/---
PR #1511, opened 2024-05-13
UI: Added Combo Cards

TimGoll:
Added Combo-Cards. They act like combo boxes (only one of them can be selected at any time), but they are clickable boxes:

image

```lua
local form = vgui.CreateTTT2Form(parent, "header_maps_select")

-- Create combo boxes to select element from
comboBase = form:MakeIconLayout()

for i = 1, #maps do
    local mapName = maps[i]
    local prefix = map.GetPrefix(mapName)

    form:MakeComboCard({
        icon = map.GetIcon(mapName),
        label = mapName,
        tag = prefix,
        colorTag = util.StringToColor(prefix or ""),
    }, comboBase)
end
```

Similar to other tileable elements in our UI system, this needs an icon layout as well. This is then used as a base for these combo cards. There is no limit to combo cards. All cards that have the same icon layout as a base are tied together.

`comboBase.checked` contains the checked element. It is `nil` if none is checked.

Example where these boxes are used: #1512

**Note:** I previously added different cards. To make it more clear I renamed those. Maybe there is the possibility to merge them in the future, but right now I'm not in favor of that because that would make the code more convoluted.


Histalek (approved):
LGTM :)

PR #1512, opened 2024-05-13
F1 menu: Added Option to Change Maps via the F1 Menu

TimGoll:
This adds the option for admins to change the currently played map while also starting an admin commands menu. This makes use of the combo cards added in #1511.

image

image

image

One thing that was added, is a hook that is called, once a client finished the hot reload. This is needed so that the server knows when the client is ready to resend the data:
```lua
---
-- Called when a player is ready again after they reloaded their game. Can be used to send
-- data that is needed after a reload.
-- @param Player ply The player that finished the reloading
-- @hook
-- @realm server
function GM:TTT2PlayerFinishedReloading(ply)
```

This PR also greatly extended the `map` module which can also then be used by other addons. Details can be checked in the changed files, but most notably are these additions:

This function returns a cached material for a given map. This also includes maps that don't have a material. Since this works by downloading these materials from steam, this system works as long as the map is installed via the workshop and the workshop page has a preview image.
```lua
---
-- Returns the cached icon of a map if there is an icon available.
-- @note This not only uses the icons available on the client through addons, it also
-- searches the workshop and tries to assign the corrent workshop icon if there
-- is no locally available map icon.
-- @param string name The map name
-- @return nil|IMaterial Returns the cached material if available
-- @realm client
function map.GetIcon(name)
```

This function returns a list of all available maps. It already excludes those maps, where the prefix was disabled in the admin settings. This can be used in map mote addons as a map base.
```lua
---
-- Returns a sanitized list of maps installed on the server. Sanitized means that only
-- valid maps with a prefix that is enabled are listed here. This list is automatically
-- synced between the server and all clients.
-- @return table Returns a table with the map names
-- @realm shared
function map.GetList()
```


lua/ttt2/libraries/map.lua
```diff
@@ -504,6 +506,300 @@ function map.GetDataFromSpawnEntity(ent, spawnType)
...
+
+    ---
+    -- Initializes the map list. Searches the file system for available maps, scans those maps
+    -- for their different prefixes and tries to associate a workshop ID with each map.
+    -- @internal
+    -- @realm server
+    function map.InitializeList()
+        local mapsFound = file.Find("maps/*.bsp", "GAME")
+
+        mapsAll = {}
```
Histalek, line 539: You are pulling ALL map files here and then you are painfully trying to match these to an addon below.
This is a lot of work and might even fail i assume.

Why not get all garrysmod maps and cstrike maps here.
Then below while iterating over the addons check if that addon contains a map file and you have the map title and the wsid without any matching.

eg.:
```lua
gmod_maps = file.Find("maps/*.bsp", "garrysmod")
cstrike_maps = file.Find("maps/*.bsp", "cstrike")
```

you can search each mounted addon by itself to see if it contains a map file:
```lua
addon_map = file.Find("maps/*.bsp", addon.title)
```

This would make this a lot cleaner IMO

TimGoll: This is actually a good idea! only thing left: how do we handle the builtin maps (gmod, css etc) or locally installed maps then?

Histalek: > This is actually a good idea! only thing left: how do we handle the builtin maps (gmod, css etc) or locally installed maps then?

handle in what way exactly? we can find the maps via their respective searchpaths [1] with `file.Find` (see above).
Maybe we can get a list of mounted addons first so we don't miss any of those.

As for locally installed maps: if these are present as a .gma file they would still be accessible by the `addon.title`.
For maps in the `garrysmod/addons` folder i'm actually not sure.

We would probably need to iterate over all directories in the `garrysmod/addons` directory and then `file.Find` for each of those?

Pseudocode:
```
local _, directories = file.Find("addons/*", "garrysmod")

foreach directory in directories
	maps[directory] = file.Find("addons/" .. directory .. "/maps/*.bsp", "garrysmod")
```

not the nicest, but useable i think.

[1] https://wiki.facepunch.com/gmod/File_Search_Paths

TimGoll: what abou the following:

1. create a map-name-indexed table of the workshop maps:
  ```
  {
    ["map_name_1"] = "687556776565786578",
    ["map_name_2"] = "76868768767",
    [....]
  }
  ```
2. iterater over all file system maps and assign the workshop ID by the previously generated lookup table
3. if there is no map found, use the old code from this PR to assign an icon

What's your opinion on this? This should be pretty fail safe while also supporting any map that is installed in any way

Histalek: i did not intend to have the icon assignment code changed (besides adapting to the proposed change),
but having a mapname -> wsid lookup table seems reasonable.

TimGoll: Alright, that sounds good to me then. This should make the assignment pretty stable

TimGoll:
I think from my POV this PR is done. Thanks again @Histalek your review was really helpful!

lua/terrortown/lang/en.lua
```diff
@@ -2252,3 +2252,14 @@ When shopping roles die, their credits can be picked up by other players with sh
 
 When this option is disabled, only players that can pick up credits can see them on a body.
 When enabled, all players can see credits on a body.]]
+
+-- 2024-05-13
+L.menu_commands_title = "Admin Commands"
+L.menu_commands_description = "Change maps, spawn bots and edit player roles."
```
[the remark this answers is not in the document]
TimGoll: I'm not sure about that, the other subtitles are a bit more descriptive than that

Histalek (approved):
Nice!

PR #1513, opened 2024-05-13
HUD: Fixed OHI Desync

TimGoll:
Sometimes overhead icons stayed stuck in the world. This is due to the way GMod/source handles player positions. If a player is far enough away, their position is no longer updated (as can be seen with wallhacks for example).

While `:GetPos()` still returns a position that at least represents a rough estimate of their position, the bone position stays at the last updated place. This means that the overhead icon stays floating in random places.

This pullrequest fixes this by introducing a check that uses the fallback position if the player position and the bone position diverge too much.

While I tested this, it would probably be good if @mexikoedi could confirm this as well.

### DIFF
--- a/gamemodes/terrortown/gamemode/shared/sh_player_ext.lua
+++ b/gamemodes/terrortown/gamemode/shared/sh_player_ext.lua
@@ -1235,7 +1235,7 @@ end
 -- @return vector The player height
 -- @realm shared
 function plymeta:GetHeightVector()
-    local matrix, pos
+    local matrix, posHeadBone
     local bone = self:LookupBone("ValveBiped.Bip01_Head1")
 
     local posPlayer = self:GetPos()
@@ -1248,18 +1248,19 @@ function plymeta:GetHeightVector()
     end
 
     if matrix then
-        pos = matrix:GetTranslation()
+        posHeadBone = matrix:GetTranslation()
     end
 
     -- if a player is too far away, their location is only updated sporadically
     -- if the distance between these two positions is too large, the fallback position
     -- should be used
-    if (pos - posPlayer):Length() < 90 then
+    if posHeadBone and (posHeadBone - posPlayer):Length() < 90 then
         -- note: the 8 is the assumed height of the head after the head bone
         -- this might not work for every model
-        pos.z = pos.z + 8 * self:GetModelScale() * self:GetManipulateBoneScale(bone).z
+        posHeadBone.z = posHeadBone.z
+            + 8 * self:GetModelScale() * self:GetManipulateBoneScale(bone).z
 
-        return pos - posPlayer
+        return posHeadBone - posPlayer
     end
 
     -- if the model has no head bone for some reason, use the player
--- a/gamemodes/terrortown/gamemode/shared/sh_player_ext.lua
+++ b/gamemodes/terrortown/gamemode/shared/sh_player_ext.lua
@@ -1235,8 +1235,10 @@ end
 -- @return vector The player height
 -- @realm shared
 function plymeta:GetHeightVector()
-    local matrix
+    local matrix, pos
     local bone = self:LookupBone("ValveBiped.Bip01_Head1")
+
+    local posPlayer = self:GetPos()
 
     -- if the bone is defined, the bone matrix is defined as well;
     -- however on hot reloads this can momentarily break before it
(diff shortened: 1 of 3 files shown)


gamemodes/terrortown/gamemode/shared/sh_player_ext.lua
```diff
@@ -1246,23 +1248,27 @@ function plymeta:GetHeightVector()
...
 
     if matrix then
-        local pos = matrix:GetTranslation()
+        pos = matrix:GetTranslation()
+    end
 
+    -- if a player is too far away, their location is only updated sporadically
+    -- if the distance between these two positions is too large, the fallback position
+    -- should be used
+    if (pos - posPlayer):Length() < 90 then
```
Histalek, line 1257: pos might be `nil` here

moving this inside the if-clause above should fix this imo. do you agree?

Histalek (changes requested):
While writing my review i'm starting to question if this could really fix this problem. `plymeta:GetHeightVector` implies to only return height (a vector with a non-nil Z value and a nil x and y value). But the problem in the first place is happening on all 3 axis, right?

While this change might still fix issues on the Z-axis, the X- and Y-axis issues can't really be fixed by this.

That is at least what i get from this. Am i missing something?

TimGoll:
> While writing my review i'm starting to question if this could really fix this problem. `plymeta:GetHeightVector` implies to only return height (a vector with a non-nil Z value and a nil x and y value). But the problem in the first place is happening on all 3 axis, right?
> 
> While this change might still fix issues on the Z-axis, the X- and Y-axis issues can't really be fixed by this.
> 
> That is at least what i get from this. Am i missing something?

I thought you were right, but this is a bit more tricky. My intention was to return a height vecvor, yes. But when the positions between the headbone and the player position diverge, x and y offsets are introduced in the height vector.

In general I'd like to keep it that way so that it tracks the position and puts this movement in the x and y offset. So maybe the function name is misleading.

The introduced change catches the divergence though, so my fix should work.

gamemodes/terrortown/gamemode/shared/sh_player_ext.lua
TimGoll: That's absolutely true, thanks. I fixed it a bit differently as I think that way is the code more readable

TimGoll:
@Histalek I applied your suggestions and also renamed a variable to make it more clear. I'm debating whether I should rename the function. Right now it is called `GetHeightVector()`. Which is only kinda true because it also tracks the X and Y deviation of the head position in relation the the player position. Maybe it should be called `GetHeadPosition` or something similar?

homonovus:
the player's position not updating is due to entity dormancy on the client; you can check this for an early return in rendering using `entity:IsDormant()`

an entity is dormant when it is not in a player's PVS, and when so, the entity will net send updates about its state to players who it is dormant for

for players, an exception is made in GMod, where they are transmitted for a single tick every 10 seconds

Histalek:
> > While writing my review i'm starting to question if this could really fix this problem. `plymeta:GetHeightVector` implies to only return height (a vector with a non-nil Z value and a nil x and y value). But the problem in the first place is happening on all 3 axis, right?
> > While this change might still fix issues on the Z-axis, the X- and Y-axis issues can't really be fixed by this.
> > That is at least what i get from this. Am i missing something?
> 
> I thought you were right, but this is a bit more tricky. My intention was to return a height vecvor, yes. But when the positions between the headbone and the player position diverge, x and y offsets are introduced in the height vector:
> 
> ```lua
> return pos - posPlayer
> ```
> 
> In general I'd like to keep it that way so that it tracks the position and puts this movement in the x and y offset. So maybe the function name is misleading.

definitely misleading imo, but since it already was like this before your changes i don't think we need to address this here.

> 
> The introduced change catches the divergence though, so my fix should work.

Makes sense

Histalek:
> @Histalek I applied your suggestions and also renamed a variable to make it more clear.

Thanks!

> I'm debating whether I should rename the function. Right now it is called `GetHeightVector()`. Which is only kinda true because it also tracks the X and Y deviation of the head position in relation the the player position. Maybe it should be called `GetHeadPosition` or something similar?

`GetHeadPosition` sounds good! although i wouldn't want to rename the function right now as i have no idea who might be using this and they might just rely on this unexpected behaviour.

For now leaving this as is should be the lesser evil imo

Histalek (approved):
LGTM as it is

you could look into the `entity:IsDormant()` that @homonovus mentioned, maybe that could lead to an even nicer if-condition :)

TimGoll:
okay, I will use `entity:IsDorman()`. I wasn't aware that there is a function to check that. Therefore my hacky approach. Thank you @homonovus!

@Histalek about the name: I introduced this function in the last minor release - so I guess it should be fine to rename. Nobody is using it

mexikoedi:
I tested a bit around and with different distances too. I couldn't reproduce this issue anymore. So I think it's fixed or I had luck because it's a bit difficult to reproduce. 
The only thing I noticed was that the OHI is stuck if you go outside the map but I think that's a different topic because other things (player name, ...) get also stuck.

Is a similar fix applicable to this addon: https://steamcommunity.com/sharedfiles/filedetails/?id=1137493106
Because this has the issue which was described in the description.

TimGoll:
Done and tested

gamemodes/terrortown/gamemode/shared/sh_player_ext.lua
```diff
@@ -1246,23 +1248,33 @@ function plymeta:GetHeightVector()
...
+    end
 
+    -- If a player is too far away, their head-bone position is only updated
+    -- sporadically.
+    -- If the head-bone position and the player position are not too far apart
+    -- we assume the head-bone position is accurate and use it. When this is the
+    -- case it is because the entity is dormant and its position is no longer
+    -- updated.
+    -- Otherwise we fall back to the highest corner of the players bounding
+    -- box position.
```
Histalek, line 1261:
```suggestion
    -- If a player is too far away, their head-bone position is only updated
    -- sporadically.
    -- In that case we want to fall back to the highest corner of the players bounding
    -- box position.
```

PR #1521, opened 2024-05-20
UI: Admin Commands

TimGoll:
I added basic admin commands to the UI to restart the round, set the health etc

image

### DIFF
--- a/gamemodes/terrortown/gamemode/client/cl_vskin/vgui/dform_ttt2.lua
+++ b/gamemodes/terrortown/gamemode/client/cl_vskin/vgui/dform_ttt2.lua
@@ -374,6 +374,7 @@ function PANEL:MakeSlider(data)
 
     -- Set default if possible even if the convar could still overwrite it
     right:SetDefaultValue(data.default)
+    right:SetValue(data.initial)
     right:SetConVar(data.convar)
     right:SetServerConVar(data.serverConvar)
     right:SetDatabase(data.database)
@@ -416,7 +417,7 @@ function PANEL:MakeSlider(data)
         left:DockMargin(left:GetIndentationMargin(), 0, 0, 0)
     end
 
-    return left
+    return right, left
 end
 
 ---
--- a/gamemodes/terrortown/gamemode/client/cl_vskin/vgui/dform_ttt2.lua
+++ b/gamemodes/terrortown/gamemode/client/cl_vskin/vgui/dform_ttt2.lua
@@ -465,7 +465,7 @@ function PANEL:MakeButton(data)
         left:DockMargin(left:GetIndentationMargin(), 0, 0, 0)
     end
 
-    return left
+    return right, left
 end
 
 ---
--- a/lua/terrortown/lang/en.lua
+++ b/lua/terrortown/lang/en.lua
@@ -2275,7 +2275,7 @@ L.header_commands_player_add_credits = "Add Equipment Credits"
 L.header_commands_player_set_health = "Set Health"
 L.header_commands_player_set_armor = "Set Armor"
 
-L.label_button_round_restart = "round resart"
+L.label_button_round_restart = "round restart"
 L.label_button_player_slay = "slay player"
 L.label_button_player_teleport = "teleport player"
 L.label_button_player_respawn = "respawn player"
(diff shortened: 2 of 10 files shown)


gamemodes/terrortown/gamemode/client/cl_vskin/vgui/dform_ttt2.lua
```diff
@@ -416,7 +417,7 @@ function PANEL:MakeSlider(data)
         left:DockMargin(left:GetIndentationMargin(), 0, 0, 0)
     end
 
-    return left
+    return right, left
```
TimGoll, line 420: Note: while this looks like a breaking change, I don't think anybody used the return value of that function so far

saibotk (approved):

lua/terrortown/lang/en.lua
```diff
@@ -2263,3 +2263,29 @@ L.header_maps_prefixes = "Enable/Disable Maps by their Prefix"
...
+
+L.header_commands_round_restart = "Round Restart"
+L.header_commands_player_slay = "Slay Player"
+L.header_commands_player_teleport = "Teleport Player to Focused Point"
+L.header_commands_player_respawn = "Respawn Player at Focused Point"
+L.header_commands_player_add_credits = "Add Equipment Credits"
+L.header_commands_player_set_health = "Set Health"
+L.header_commands_player_set_armor = "Set Armor"
+
+L.label_button_round_restart = "round resart"
```
Histalek, line 2278:
```suggestion
L.label_button_round_restart = "round restart"
```

lua/terrortown/lang/en.lua
```diff
@@ -2263,3 +2263,29 @@ L.header_maps_prefixes = "Enable/Disable Maps by their Prefix"
...
+L.label_button_player_add_credits = "add credits"
+L.label_button_player_set_health = "set health"
+L.label_button_player_set_armor = "set armor"
+
+L.label_slider_add_credits = "Set credit amount"
+L.label_slider_set_health = "Set health"
+L.label_slider_set_armor = "Set armor"
+
+L.label_player_select = "Select affected player"
+L.label_execute_command = "Execute command"
```
Histalek, line 2291: is there a specific reason why the button labels start with lowercase and the other labels start uppercase?

lua/terrortown/menus/gamemode/commands/commands.lua
```diff
@@ -0,0 +1,176 @@
...
+    })
+
+    -- SLAY PLAYER --
+
+    local form2 = vgui.CreateTTT2Form(parent, "header_commands_player_slay")
+
+    local playerSlay = form2:MakeComboBox({
+        label = "label_player_select",
+        choices = plyChoices,
+        selectValue = plyChoices[1].value,
```
Histalek, line 40: Do we absolutely need to set a pre-selected value here?

I'd rather have an admin explicitly choose a player for these actions to prevent accidental mishaps.

lua/terrortown/lang/en.lua
TimGoll: In our menus all labels next to a setting always start with an upper case letter. To me it looked best when the inline button is completely lower case (see the image in this PR)

lua/terrortown/menus/gamemode/commands/commands.lua
TimGoll: I absolutely see your point. Hm. I guess I'll change it and if nobody complains then it is fine

Histalek: The buttons `OnClick` needs a nil check then. Or can we disable the buttons outright if there is nothing selected in the dropdown?

TimGoll: I could disable it, yes, Adds a bit of annoying code, but it should work

TimGoll: image

I extended our parenting system to support combo boxes as well. Right now it is pretty basic. No selection counts as false, any selection as true. But it works nice without much additional code

Histalek: neat!

Histalek (approved):
:heart:

PR #1712, opened 2025-01-06
Markervision fix: Fixed registry table being able to have duplicates

TW1STaL1CKY:
I discovered that when new marker vision objects are made with `markerVision.Add`, it doesn't clear out existing versions of the same object (matching ent and indentifier). This leads to the `markerVision.registry` table being filled up with objects that do not clear themselves, and makes `markerVision.Get` potentially return obsolete markers (mainly observed serverside).

This PR resolves this possible bloat issue in the registry. This also fixes an issue where marker vision objects can incorrectly change to being visible to team or visible to role (clientside), when it's supposed to be visible to everyone.


saibotk (approved):

TimGoll:
That's a smart change! While it was intentional the way I did it, I do like your change. We will merge it as soon as you add yourself to the changelog.

TW1STaL1CKY:
Sorry, there we go 😄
\---
In the listing above, reproduce the first line and each one after it through the line that contains "Example where these boxes are used: #1512".

PR #1511, opened 2024-05-13
UI: Added Combo Cards

TimGoll:
Added Combo-Cards. They act like combo boxes (only one of them can be selected at any time), but they are clickable boxes:

image

```lua
local form = vgui.CreateTTT2Form(parent, "header_maps_select")

-- Create combo boxes to select element from
comboBase = form:MakeIconLayout()

for i = 1, #maps do
    local mapName = maps[i]
    local prefix = map.GetPrefix(mapName)

    form:MakeComboCard({
        icon = map.GetIcon(mapName),
        label = mapName,
        tag = prefix,
        colorTag = util.StringToColor(prefix or ""),
    }, comboBase)
end
```

Similar to other tileable elements in our UI system, this needs an icon layout as well. This is then used as a base for these combo cards. There is no limit to combo cards. All cards that have the same icon layout as a base are tied together.

`comboBase.checked` contains the checked element. It is `nil` if none is checked.

Example where these boxes are used: #1512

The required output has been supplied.